> PROVIDED MATERIAL:
PR #862, opened 2025-05-01
fix: change error text, update error page capability

CK-7vn:
## Description of the change
- updates error page text coloring
- adds option to update error message
- adds option to update button text
- adds option to update navigation behavior of button

- **Related issues**: https://app.asana.com/1/1201607307149189/project/1209460078641109/task/1209485070839577?focus=true

## Screenshot(s)
image
image

## Additional context
This started as just updating the text color of our error page, but then i realized we are kind of doing error's and error pages a little odd, or what felt a little odd, so I tried to make a dynamic page that we can render dynamically. I'm open to changes, and on some of the places we have the error component, i wasn't sure necessarily if we needed to pass the error type in or just leave it as the default, open to changes, or updates, just want us to have a future proof easy error page we can use anywheres


jtucholski (commented):
I like the approach that you took here. I think we need though if we finish the implementation.

For exampe, right now someone could assume that because `auth-required` is a valid error status then I should be able to see it. I'm unable to trigger it though. Did I do it wrong or is it not implemented throughout the codebase?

> ABOUT THIS EXERCISE: Reproduce the data in full, exactly as presented.

> TASK ANSWER:
PR #862, opened 2025-05-01
fix: change error text, update error page capability

CK-7vn:
## Description of the change
- updates error page text coloring
- adds option to update error message
- adds option to update button text
- adds option to update navigation behavior of button

- **Related issues**: https://app.asana.com/1/1201607307149189/project/1209460078641109/task/1209485070839577?focus=true

## Screenshot(s)
image
image

## Additional context
This started as just updating the text color of our error page, but then i realized we are kind of doing error's and error pages a little odd, or what felt a little odd, so I tried to make a dynamic page that we can render dynamically. I'm open to changes, and on some of the places we have the error component, i wasn't sure necessarily if we needed to pass the error type in or just leave it as the default, open to changes, or updates, just want us to have a future proof easy error page we can use anywheres


jtucholski (commented):
I like the approach that you took here. I think we need though if we finish the implementation.

For exampe, right now someone could assume that because `auth-required` is a valid error status then I should be able to see it. I'm unable to trigger it though. Did I do it wrong or is it not implemented throughout the codebase?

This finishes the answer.